Turning to the question of the contract between PGNiG and Venture Global LNG, it is expected that the terminals for shipping in the United States will be built only in the years 2022-2023. Of course, the respective deliveries can not be started before the same deadline. As early as 2022, the Russian-Polish bilateral agreement on gas purchases, signed in 1996, expires.

Obviously, the Polish side was concerned beforehand with the search for alternative partners, given its anti-Russian rhetoric. However, the question that causes frustration in many experts is the following: how did the Polish entrepreneurs manage to predict the price of gas for the next 5 years? Given the high volatility of the commodities market, assuming that the price of Russian gas would be much higher than that of the US seems at least a slightly cautious calculation, especially taking into account that following the test delivery the imports from the American suppliers ended up being 30 % more expensive than Gazprom’s.

Future of the European gas market

Their analysis, coupled with expensive projects to build the necessary infrastructures and recruit specialized cadres, makes it very clear that the purchase of US liquefied gas simply can not be cheaper than that of Russian fuel, especially after the completion of the new gas pipeline Nord Stream 2.

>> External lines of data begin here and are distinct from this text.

PR #524, opened 2026-06-26
Add end-to-end testing

Chris927:
Adds end-to-end testing using testcafe.

The tests can be run locally against a Venus OS device, provided the Node-RED http endpoint and mqtt are accessible. See the README for details.

The tests also run on every push to the master branch.

The scope of these end-to-end tests is being able to catch regressions which cannot be protected against through unit testing, e.g. changes related to the html files, the deployment of nodes, and nodes communicating with dbus.

Not every node type is being tested at this point, so we should expand on these tests.


e2etest/setup-node-red.js
```diff
@@ -0,0 +1,135 @@
...
+    })
+    req.on('error', reject)
+    if (body) req.write(body)
+    req.end()
+  })
+}
+
+function nodeRedRequest (proxyDomain, method, path, sessionCookie, body, extraHeaders) {
+  const bodyStr = body ? JSON.stringify(body) : undefined
+  console.log(`Making Node-RED request: ${method} ${path}, body=${bodyStr}, extraHeaders=${JSON.stringify(extraHeaders)}, proxyDomain=${proxyDomain}, sessionCookie=${sessionCookie}`)
```
dirkjanfaber: I think we should remove the actual cookie from this log line.

.github/workflows/e2e.yml
```diff
@@ -0,0 +1,80 @@
...
+          sleep 15
+
+      - name: List browsers available for E2E tests
+        run: npm run test:e2e -- --list-browsers
+
+      - name: Run E2E tests
+        env:
+          VRM_API_TOKEN: ${{ secrets.VRM_API_TOKEN }}
+          VRM_INSTALLATION_ID: ${{ secrets.VRM_INSTALLATION_ID }}
+          SKIP_MQTT_VERIFICATION: 'true'
```
dirkjanfaber: I don't believe we are using `SKIP_MQTT_VERIFICATION` in the code anymore.

e2etest/mqtt-verify.js
```diff
@@ -0,0 +1,226 @@
...
+//   N/{portalId}/settings/0/Settings/Devices/{suffix}/ClassAndVrmInstance
+// which publishes a string like "switch:0" (class:instance).
+//
+// Required env vars: VRM_API_TOKEN
+// Optional env vars: VRM_PORTAL_ID (default c0619ab4e242), VRM_MQTT_USERNAME (VRM email)
+
+const https = require('https')
+const mqtt = require('mqtt')
+
+const VRM_PORTAL_ID = process.env.VRM_PORTAL_ID || 'c0619ab4e242'
```
dirkjanfaber: I don't like the hardcoded ID.
Better to throw an error when not set. E.g. `if (!VRM_PORTAL_ID) throw new Error('VRM_PORTAL_ID env var is required')`

e2etest/vrm-auth.js
```diff
@@ -0,0 +1,61 @@
+'use strict'
+
+const https = require('https')
+
+const VRM_INSTALLATION_ID = process.env.VRM_INSTALLATION_ID || '445836'
```
dirkjanfaber: Another hardcoded ID we should remove.

.github/workflows/e2e.yml
```diff
@@ -0,0 +1,80 @@
...
+        run: npm run test:e2e
+
+      # We do not teardown, so that we can see the state of Node-RED and the flows after the test run.
+      # - name: Teardown Node-RED
+      #   if: always()
+      #   env:
+      #     VRM_API_TOKEN: ${{ secrets.VRM_API_TOKEN }}
+      #     VRM_INSTALLATION_ID: ${{ secrets.VRM_INSTALLATION_ID }}
+      #   run: node e2etest/teardown-node-red.js
```
dirkjanfaber: Not so certain that we shouldn't teardown. For debugging yes, it is handy to have it. But it makes a secondary run different from the initial one.

src/nodes/victron-virtual-switch.js
```diff
@@ -128,16 +128,24 @@ module.exports = function (RED) {
     function instantiateDbus (self) {
       debug('instantiateDbus called for node:', self.id)
       // Connect to the dbus
+      function createClientCallback (err, bus) {
```
dirkjanfaber: I don't think we actually use `bus` here, do we?

README.md
```diff
@@ -64,6 +64,30 @@ This library is community-supported. For help:
 
 Contributions are welcome! See our [Contributing Guide](https://github.com/victronenergy/node-red-contrib-victron/blob/master/CONTRIBUTING.md) for details.
 
+## Development
+
+### Setup
+
+TBD
```
dirkjanfaber, line 71: Probably needs some extra text.

dirkjanfaber (changes requested):
Really nice to get to this stage of having E2E in. Still some minor findings.

e2etest/setup-node-red.js
Chris927: Done.

.github/workflows/e2e.yml
Chris927: I've moved the teardown of the flows to the setup, see 968cce3. This should (a) ensure that the runs always start without flows, and (b) that the flows are still available after the test run.

README.md
Chris927: I suggest to do this outside of this PR, I created [this issue](https://github.com/victronenergy/node-red-contrib-victron/issues/529) for it.

e2etest/setup-node-red.js
```diff
@@ -94,6 +86,11 @@ async function installPackage (proxyDomain, sessionCookie) {
 
 async function main () {
   const { sessionCookie, proxyDomain } = await fetchSessionCookie()
+  try {
+    await clearAllFlows(proxyDomain, sessionCookie)
+  } catch (err) {
+    console.warn('Error clearing flows, continuing anyway:', err.message)
```
dirkjanfaber: I think this is too easy to miss if it happens. Github Actions offers a way to set a warning message: https://docs.github.com/en/actions/reference/workflows-and-actions/workflow-commands#setting-a-warning-message
We can use that by doing something like:
```
process.stdout.write(`::warning file=e2etest/setup-node-red.js,line=92::Error clearing flows (continuing anyway): ${err.message}\n`)
```

.github/workflows/e2e.yml
```diff
@@ -0,0 +1,82 @@
...
+        run: npm run test:e2e -- --list-browsers
+
+      - name: Run E2E tests
+        env:
+          VRM_API_TOKEN: ${{ secrets.VRM_API_TOKEN }}
+          VRM_INSTALLATION_ID: ${{ secrets.VRM_INSTALLATION_ID }}
+          VRM_PORTAL_ID: ${{ secrets.VRM_PORTAL_ID }}
+        run: npm run test:e2e
+
+      # We do not teardown, so that we can see the state of Node-RED and the flows after the test run.
```
dirkjanfaber: This comment can go now, right?

dirkjanfaber (changes requested):
I am tempted to approve it. But still requesting 2 more (minor) changes before doing that.

dirkjanfaber (approved):
Super to get this in! Sure we will need some changes in the coming weeks.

More than that – supplies to the European continent can not be advantageous for the American side either, as buying prices in Asian markets, where the demand for liquefied gas is booming, are traditionally much higher than in Europe. Under such conditions, it would be far more reasonable to sell commodities to Japan or China, which is so interested in the US product that it did not even include it in the list of commodities charged in the midst of the trade war with Washington.

Added to all this, what would be the real intention of the United States in this energetic “crusade” across the European continent? The opinion of the market analysts is unanimous: from the economic point of view, it has no advantage at all, even because of geographic distance. In this context, the answer seems to be just one – the political factor.

It is further reinforced by the fact that the US Congress has proposed to the European Union a $1 billion grant to help “reduce dependence” on Russian commodities. Was it this sum that secured the price so surprisingly cheap that Piotr Wozniak announced? In the context of increasing US efforts to increase its presence in Europe, no matter what it costs, it is likely to.

Anyway, for now the prospect of the whole of Europe redirecting its imports of gas to the US supplier at the expense of its economy seems very clear. Proof of this was a rather harsh reaction from several EU countries in response to the US attempt to penalize those who collaborate with Russia on the Nord Stream 2 project. In fact, the market, when free, is governed by its own laws, and these are not always consonant with politics.